* **DIRECTIONS**:
Copy out each line of the material below that holds the string "consumers".

* **PROVIDED MATERIAL**:
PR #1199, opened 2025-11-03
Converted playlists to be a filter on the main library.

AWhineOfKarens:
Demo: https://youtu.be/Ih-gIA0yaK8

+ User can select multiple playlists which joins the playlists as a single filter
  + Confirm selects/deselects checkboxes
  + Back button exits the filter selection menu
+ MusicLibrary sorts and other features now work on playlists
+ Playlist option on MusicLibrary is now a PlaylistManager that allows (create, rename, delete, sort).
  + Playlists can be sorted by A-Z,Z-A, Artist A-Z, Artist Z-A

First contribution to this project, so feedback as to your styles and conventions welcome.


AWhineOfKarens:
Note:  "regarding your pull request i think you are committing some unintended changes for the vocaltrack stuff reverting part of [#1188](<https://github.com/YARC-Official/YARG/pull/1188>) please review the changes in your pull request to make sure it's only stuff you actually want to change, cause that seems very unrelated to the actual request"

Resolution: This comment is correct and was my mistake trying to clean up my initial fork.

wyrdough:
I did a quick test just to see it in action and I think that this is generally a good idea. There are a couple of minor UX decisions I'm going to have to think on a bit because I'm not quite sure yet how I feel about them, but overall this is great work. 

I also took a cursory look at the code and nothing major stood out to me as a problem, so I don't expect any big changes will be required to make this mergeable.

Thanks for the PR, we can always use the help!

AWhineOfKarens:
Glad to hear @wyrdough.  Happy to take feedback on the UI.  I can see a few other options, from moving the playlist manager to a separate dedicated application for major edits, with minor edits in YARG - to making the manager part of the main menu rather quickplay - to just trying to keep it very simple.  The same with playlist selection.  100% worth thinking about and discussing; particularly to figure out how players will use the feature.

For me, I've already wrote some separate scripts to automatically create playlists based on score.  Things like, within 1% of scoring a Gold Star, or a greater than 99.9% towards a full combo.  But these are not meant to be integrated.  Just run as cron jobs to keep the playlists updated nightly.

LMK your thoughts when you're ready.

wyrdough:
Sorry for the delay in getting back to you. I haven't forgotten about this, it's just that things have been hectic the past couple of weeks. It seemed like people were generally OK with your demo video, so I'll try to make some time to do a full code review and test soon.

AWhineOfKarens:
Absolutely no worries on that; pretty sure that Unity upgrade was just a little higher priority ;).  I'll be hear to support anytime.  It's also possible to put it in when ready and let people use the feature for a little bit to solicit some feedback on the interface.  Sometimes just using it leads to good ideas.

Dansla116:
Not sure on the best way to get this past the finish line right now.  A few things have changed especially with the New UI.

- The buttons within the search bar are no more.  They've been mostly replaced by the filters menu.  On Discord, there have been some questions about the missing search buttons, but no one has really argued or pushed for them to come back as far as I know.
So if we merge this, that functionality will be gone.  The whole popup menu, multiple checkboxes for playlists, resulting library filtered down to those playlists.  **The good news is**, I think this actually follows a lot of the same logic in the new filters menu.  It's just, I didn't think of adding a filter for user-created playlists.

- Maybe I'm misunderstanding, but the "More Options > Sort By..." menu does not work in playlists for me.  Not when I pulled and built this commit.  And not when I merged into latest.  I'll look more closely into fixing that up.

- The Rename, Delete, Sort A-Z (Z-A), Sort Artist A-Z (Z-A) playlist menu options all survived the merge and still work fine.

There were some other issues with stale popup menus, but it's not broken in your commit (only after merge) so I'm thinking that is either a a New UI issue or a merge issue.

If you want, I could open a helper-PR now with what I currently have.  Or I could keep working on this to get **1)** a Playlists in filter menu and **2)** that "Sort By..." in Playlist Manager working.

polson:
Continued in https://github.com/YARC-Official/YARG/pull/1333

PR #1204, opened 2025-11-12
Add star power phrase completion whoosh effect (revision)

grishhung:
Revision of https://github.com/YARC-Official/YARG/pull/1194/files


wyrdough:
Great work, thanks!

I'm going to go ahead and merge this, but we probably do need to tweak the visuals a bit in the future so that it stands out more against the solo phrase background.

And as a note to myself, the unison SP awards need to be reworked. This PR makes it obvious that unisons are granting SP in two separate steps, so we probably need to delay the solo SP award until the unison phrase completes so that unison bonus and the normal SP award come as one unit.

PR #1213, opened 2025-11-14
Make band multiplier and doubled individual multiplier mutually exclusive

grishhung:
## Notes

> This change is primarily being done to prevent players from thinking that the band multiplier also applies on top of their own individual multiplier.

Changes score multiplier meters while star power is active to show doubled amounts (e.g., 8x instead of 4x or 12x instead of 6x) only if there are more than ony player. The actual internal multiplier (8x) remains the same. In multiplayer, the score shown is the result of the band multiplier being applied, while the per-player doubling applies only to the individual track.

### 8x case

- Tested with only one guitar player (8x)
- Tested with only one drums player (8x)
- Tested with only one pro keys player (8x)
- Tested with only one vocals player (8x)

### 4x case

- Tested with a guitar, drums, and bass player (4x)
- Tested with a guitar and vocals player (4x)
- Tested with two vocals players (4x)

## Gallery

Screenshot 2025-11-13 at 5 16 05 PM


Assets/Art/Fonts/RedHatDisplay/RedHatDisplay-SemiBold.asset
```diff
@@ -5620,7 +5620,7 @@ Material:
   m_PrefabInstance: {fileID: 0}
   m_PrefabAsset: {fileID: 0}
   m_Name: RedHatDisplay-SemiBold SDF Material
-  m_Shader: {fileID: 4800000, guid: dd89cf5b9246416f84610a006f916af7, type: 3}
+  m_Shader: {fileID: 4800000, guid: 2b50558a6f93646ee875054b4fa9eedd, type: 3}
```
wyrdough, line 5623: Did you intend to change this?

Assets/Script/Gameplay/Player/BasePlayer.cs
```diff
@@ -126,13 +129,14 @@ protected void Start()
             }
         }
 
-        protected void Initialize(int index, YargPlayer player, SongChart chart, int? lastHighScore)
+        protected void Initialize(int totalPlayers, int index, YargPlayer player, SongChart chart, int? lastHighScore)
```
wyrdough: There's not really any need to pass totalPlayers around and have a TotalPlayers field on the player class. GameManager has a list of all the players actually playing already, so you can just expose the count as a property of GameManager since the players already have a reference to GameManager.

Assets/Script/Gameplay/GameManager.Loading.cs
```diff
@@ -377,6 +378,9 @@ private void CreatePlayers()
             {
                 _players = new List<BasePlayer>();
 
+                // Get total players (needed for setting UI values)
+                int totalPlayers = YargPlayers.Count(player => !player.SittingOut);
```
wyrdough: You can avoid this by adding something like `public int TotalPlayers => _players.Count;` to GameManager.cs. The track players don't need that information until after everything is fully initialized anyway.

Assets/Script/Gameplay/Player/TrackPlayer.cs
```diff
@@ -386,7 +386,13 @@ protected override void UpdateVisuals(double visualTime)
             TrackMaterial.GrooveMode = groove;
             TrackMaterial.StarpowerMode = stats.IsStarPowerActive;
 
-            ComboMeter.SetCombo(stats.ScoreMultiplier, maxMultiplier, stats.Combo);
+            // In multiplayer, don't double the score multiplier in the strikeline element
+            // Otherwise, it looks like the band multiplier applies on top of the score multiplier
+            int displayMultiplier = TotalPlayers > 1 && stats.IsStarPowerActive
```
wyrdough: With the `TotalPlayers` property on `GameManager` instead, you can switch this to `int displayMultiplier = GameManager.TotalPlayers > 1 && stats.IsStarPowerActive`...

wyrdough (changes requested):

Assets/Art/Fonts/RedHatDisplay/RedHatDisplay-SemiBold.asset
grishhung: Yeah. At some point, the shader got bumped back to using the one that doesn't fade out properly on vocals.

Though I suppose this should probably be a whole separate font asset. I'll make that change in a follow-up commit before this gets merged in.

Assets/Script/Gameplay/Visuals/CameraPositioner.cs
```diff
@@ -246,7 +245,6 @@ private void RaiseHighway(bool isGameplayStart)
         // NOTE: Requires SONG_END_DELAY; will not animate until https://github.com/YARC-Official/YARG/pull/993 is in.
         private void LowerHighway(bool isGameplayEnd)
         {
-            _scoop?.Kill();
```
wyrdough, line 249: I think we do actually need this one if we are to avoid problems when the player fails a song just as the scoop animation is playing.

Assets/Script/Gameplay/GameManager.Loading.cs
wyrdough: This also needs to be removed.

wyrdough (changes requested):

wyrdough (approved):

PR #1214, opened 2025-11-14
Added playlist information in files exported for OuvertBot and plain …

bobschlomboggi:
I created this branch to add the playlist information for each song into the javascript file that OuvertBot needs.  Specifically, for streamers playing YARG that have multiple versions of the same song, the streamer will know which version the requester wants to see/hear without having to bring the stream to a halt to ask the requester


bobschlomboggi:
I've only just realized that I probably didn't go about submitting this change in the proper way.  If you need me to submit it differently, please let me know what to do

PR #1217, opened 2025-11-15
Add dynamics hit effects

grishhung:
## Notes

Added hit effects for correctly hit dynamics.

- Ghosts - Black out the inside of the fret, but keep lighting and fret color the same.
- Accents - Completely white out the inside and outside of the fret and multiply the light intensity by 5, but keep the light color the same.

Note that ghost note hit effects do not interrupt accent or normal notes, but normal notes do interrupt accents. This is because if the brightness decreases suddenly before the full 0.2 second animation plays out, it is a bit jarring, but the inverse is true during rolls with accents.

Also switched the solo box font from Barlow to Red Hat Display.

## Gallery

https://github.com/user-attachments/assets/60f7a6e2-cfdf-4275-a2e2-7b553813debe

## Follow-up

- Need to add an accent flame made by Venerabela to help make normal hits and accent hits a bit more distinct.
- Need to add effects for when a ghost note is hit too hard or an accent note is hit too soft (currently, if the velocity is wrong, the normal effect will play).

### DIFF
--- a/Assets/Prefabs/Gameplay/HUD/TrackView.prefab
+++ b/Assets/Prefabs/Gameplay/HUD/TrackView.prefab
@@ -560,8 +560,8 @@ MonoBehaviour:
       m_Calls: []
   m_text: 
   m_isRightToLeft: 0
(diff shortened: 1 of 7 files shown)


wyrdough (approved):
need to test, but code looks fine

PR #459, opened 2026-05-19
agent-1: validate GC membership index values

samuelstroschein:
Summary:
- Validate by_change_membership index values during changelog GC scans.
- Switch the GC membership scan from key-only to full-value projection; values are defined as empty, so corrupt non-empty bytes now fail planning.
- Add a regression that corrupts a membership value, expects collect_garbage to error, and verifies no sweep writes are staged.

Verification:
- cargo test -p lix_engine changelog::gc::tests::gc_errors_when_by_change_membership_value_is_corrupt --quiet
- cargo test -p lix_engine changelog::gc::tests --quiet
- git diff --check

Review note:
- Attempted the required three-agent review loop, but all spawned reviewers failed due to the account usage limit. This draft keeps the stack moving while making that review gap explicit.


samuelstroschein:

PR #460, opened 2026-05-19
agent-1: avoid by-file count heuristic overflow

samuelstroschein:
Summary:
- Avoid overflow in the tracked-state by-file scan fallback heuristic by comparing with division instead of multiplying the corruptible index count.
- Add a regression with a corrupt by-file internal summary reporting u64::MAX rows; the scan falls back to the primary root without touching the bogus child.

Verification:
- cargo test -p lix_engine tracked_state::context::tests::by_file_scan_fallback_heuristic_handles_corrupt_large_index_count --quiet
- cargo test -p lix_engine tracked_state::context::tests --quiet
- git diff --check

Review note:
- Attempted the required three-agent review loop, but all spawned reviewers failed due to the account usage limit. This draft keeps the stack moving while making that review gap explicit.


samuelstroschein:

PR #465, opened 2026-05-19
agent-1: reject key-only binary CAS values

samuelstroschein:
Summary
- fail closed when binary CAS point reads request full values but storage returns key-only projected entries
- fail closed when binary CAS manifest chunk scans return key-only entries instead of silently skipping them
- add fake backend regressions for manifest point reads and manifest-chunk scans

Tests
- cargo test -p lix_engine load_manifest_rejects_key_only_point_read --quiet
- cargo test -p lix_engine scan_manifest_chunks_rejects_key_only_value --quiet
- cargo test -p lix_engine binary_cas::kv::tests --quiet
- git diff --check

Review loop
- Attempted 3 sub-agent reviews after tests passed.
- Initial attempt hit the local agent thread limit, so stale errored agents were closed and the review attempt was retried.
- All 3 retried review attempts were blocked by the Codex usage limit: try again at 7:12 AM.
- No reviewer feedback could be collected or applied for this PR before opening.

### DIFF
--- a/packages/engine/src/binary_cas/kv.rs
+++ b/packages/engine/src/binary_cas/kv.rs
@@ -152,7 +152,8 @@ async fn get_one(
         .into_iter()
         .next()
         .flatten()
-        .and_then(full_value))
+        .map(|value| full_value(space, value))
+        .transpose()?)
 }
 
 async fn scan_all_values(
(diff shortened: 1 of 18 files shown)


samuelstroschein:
--
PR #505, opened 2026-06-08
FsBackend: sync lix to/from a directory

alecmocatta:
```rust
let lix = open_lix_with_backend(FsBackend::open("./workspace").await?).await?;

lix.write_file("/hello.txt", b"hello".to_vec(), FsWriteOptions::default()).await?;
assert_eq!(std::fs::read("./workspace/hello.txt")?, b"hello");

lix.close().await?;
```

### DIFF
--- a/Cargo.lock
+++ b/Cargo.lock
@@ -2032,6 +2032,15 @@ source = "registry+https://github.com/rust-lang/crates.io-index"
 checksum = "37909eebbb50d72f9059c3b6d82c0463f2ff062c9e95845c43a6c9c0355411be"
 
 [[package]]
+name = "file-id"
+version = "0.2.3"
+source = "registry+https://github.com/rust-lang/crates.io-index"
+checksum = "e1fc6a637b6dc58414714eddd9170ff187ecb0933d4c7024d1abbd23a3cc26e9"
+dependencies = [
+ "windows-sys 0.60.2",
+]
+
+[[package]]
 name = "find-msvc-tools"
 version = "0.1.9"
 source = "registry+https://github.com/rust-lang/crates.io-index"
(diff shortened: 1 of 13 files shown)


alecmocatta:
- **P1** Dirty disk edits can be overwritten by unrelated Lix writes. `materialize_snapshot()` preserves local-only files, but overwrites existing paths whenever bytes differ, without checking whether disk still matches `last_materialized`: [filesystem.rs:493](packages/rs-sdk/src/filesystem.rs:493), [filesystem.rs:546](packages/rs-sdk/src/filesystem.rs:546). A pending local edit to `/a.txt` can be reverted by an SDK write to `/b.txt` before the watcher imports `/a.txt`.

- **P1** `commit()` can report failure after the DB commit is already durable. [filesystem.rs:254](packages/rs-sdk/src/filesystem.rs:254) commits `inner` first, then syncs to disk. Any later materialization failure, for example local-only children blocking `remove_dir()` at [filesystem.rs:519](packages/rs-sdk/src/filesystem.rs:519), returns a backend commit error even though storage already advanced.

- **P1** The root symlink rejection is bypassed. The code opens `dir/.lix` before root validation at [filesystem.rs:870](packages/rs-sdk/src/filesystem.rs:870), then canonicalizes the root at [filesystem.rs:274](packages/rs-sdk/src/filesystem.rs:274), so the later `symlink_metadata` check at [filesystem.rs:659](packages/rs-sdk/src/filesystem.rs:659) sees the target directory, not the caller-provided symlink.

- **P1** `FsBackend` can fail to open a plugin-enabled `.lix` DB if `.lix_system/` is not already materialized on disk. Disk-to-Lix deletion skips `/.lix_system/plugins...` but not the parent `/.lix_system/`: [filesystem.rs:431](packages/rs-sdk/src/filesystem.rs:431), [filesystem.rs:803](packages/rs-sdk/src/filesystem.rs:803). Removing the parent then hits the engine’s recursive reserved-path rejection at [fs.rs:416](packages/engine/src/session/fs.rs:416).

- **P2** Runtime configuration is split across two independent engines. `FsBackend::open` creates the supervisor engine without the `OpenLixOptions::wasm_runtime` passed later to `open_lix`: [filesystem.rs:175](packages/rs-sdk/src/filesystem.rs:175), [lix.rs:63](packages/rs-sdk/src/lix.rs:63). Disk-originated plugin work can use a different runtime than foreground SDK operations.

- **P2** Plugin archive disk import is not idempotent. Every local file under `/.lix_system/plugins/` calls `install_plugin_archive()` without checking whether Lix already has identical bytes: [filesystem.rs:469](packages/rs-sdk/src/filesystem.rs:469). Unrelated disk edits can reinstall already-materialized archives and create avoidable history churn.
==
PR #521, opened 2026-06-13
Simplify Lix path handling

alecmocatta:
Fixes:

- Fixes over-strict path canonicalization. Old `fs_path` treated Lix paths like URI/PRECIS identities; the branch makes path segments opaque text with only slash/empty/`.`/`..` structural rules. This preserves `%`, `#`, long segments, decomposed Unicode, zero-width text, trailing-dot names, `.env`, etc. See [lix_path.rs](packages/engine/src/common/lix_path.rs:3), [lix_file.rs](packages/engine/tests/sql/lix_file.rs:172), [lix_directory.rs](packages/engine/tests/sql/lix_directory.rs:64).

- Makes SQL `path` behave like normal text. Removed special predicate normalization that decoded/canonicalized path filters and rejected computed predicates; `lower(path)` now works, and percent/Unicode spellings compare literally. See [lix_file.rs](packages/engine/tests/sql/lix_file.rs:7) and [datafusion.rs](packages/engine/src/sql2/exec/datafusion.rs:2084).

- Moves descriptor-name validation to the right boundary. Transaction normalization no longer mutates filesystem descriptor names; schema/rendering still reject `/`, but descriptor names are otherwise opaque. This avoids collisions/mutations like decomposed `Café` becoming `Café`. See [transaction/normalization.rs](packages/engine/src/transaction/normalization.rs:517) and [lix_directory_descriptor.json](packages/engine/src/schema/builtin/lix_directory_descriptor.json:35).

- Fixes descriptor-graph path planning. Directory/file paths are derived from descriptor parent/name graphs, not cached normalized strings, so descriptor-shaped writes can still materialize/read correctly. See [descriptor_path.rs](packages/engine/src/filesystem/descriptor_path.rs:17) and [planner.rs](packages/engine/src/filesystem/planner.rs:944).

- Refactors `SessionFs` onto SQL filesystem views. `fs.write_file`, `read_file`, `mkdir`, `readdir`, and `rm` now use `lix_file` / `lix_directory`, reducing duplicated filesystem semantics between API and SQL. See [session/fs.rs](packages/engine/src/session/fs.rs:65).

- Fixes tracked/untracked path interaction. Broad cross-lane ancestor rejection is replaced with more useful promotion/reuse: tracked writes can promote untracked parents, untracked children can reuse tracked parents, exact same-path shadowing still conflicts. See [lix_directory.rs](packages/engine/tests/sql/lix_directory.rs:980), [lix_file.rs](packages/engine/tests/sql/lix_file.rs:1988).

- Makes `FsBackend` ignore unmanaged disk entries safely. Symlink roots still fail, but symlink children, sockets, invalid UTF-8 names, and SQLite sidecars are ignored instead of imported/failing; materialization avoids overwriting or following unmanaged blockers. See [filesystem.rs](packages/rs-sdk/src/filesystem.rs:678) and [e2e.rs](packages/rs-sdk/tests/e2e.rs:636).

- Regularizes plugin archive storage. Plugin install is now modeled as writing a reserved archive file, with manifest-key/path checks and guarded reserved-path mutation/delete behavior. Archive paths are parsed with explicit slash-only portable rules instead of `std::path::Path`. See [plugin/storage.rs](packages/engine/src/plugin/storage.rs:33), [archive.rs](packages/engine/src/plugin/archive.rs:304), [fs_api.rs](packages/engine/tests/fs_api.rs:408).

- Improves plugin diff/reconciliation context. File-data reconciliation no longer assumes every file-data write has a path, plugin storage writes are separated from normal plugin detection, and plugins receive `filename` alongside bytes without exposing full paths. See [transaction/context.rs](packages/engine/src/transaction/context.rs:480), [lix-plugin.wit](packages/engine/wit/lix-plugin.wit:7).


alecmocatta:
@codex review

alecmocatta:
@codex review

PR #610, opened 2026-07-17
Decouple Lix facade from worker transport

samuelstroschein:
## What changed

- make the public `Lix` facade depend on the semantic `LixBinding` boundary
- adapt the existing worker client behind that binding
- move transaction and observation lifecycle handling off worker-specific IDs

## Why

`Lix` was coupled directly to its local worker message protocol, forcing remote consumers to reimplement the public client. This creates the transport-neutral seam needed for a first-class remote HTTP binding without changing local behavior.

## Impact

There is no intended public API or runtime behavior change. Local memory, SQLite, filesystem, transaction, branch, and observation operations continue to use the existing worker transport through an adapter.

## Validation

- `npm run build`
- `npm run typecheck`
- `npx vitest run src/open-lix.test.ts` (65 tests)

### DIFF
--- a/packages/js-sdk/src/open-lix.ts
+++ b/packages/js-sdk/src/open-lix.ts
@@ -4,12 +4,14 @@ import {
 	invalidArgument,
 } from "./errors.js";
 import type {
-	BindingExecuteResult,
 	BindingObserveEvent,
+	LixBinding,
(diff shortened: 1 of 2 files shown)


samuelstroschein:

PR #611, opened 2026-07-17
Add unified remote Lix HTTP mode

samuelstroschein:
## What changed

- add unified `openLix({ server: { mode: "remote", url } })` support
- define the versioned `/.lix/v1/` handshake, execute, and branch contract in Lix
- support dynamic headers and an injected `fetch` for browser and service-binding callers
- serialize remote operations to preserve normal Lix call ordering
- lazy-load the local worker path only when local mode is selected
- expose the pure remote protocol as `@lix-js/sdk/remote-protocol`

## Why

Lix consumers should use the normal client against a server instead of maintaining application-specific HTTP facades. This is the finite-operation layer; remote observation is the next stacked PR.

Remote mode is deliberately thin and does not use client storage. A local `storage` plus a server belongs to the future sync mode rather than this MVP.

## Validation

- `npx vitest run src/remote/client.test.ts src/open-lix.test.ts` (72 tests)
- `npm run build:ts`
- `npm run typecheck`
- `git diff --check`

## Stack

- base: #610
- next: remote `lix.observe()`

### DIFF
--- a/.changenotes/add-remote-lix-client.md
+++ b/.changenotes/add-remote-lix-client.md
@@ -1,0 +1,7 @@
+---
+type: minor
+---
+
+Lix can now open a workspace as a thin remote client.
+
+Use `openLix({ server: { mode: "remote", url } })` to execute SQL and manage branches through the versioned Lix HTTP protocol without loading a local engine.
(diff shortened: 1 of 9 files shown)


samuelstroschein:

* **RESULT**:
`Lix` was coupled directly to its local worker message protocol, forcing remote consumers to reimplement the public client. This creates the transport-neutral seam needed for a first-class remote HTTP binding without changing local behavior.
Lix consumers should use the normal client against a server instead of maintaining application-specific HTTP facades. This is the finite-operation layer; remote observation is the next stacked PR.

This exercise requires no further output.